An injured spinal cord regresses to resemble that of a newborn baby, believes Garcia-Rill, who tested the stimulation method in animals. Like toddlers, some paralysed people can learn how to walk again. This involves reactivating an innate walking program in the spinal cord that coordinates muscle movement and the left-right leg sequence.

It's naive to think one treatment will be sufficient
Hugues Barbeau, McGill University, Canada



Soft, constant stimulation of the spinal cord appears to excite this circuit and amplify the learned gait, Herman suggests - and it cuts the energy cost of walking. Unused muscle wastes, so movement tires it easily. Stimulation and training are like a daily jog, they force the muscles to switch into a more energy efficient mode, the Arkansas team showed.

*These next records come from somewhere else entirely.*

PR #11390, opened 2021-04-19
makes ling gloves not check for antimagic

SomeguyManperson:
tentacles aren't magical unless they are from japan and these aren't the japanese tentacles

:cl:  
bugfix: ling tentacle is no longer blocked by antimagic
/:cl:


athena413:
ok but can we add the japanese tentacles

Cartlord (approved):

ChesterTheCheesy:
> 
> 
> ok but can we add the japanese tentacles

look up my eldritch horror PR, that tentacle is as close as it gets

LazennG:
you buffoon you forgot to check with alexkar what real ling gloves are

PR #11409, opened 2021-04-25
godhand can ignite cigars and stuff too

Marmio64:
God hand can now ignite cigs, cigars, candles, all that good stuff. That's all.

Drugs that replace lost nerve signals in the spinal cord are also being put through clinical trials. Combining these with Herman's techniques is likely to prove the most effective therapy predicts Hugues Barbeau, who studies rehabilitation methods at McGill University in Montreal, Canada: "It's naive to think one will be sufficient," he says.

Efforts to regrow damaged nervous tissue using drugs, or to repair wounds using fetal tissue or stem-cell grafts are "very exciting", but still experimental, says Barbeau.


References
Herman, R. et al. Spinal cord stimulation facilitates functional walking in a chronic incomplete spinal cord injured. Spinal Cord, 39, (2002).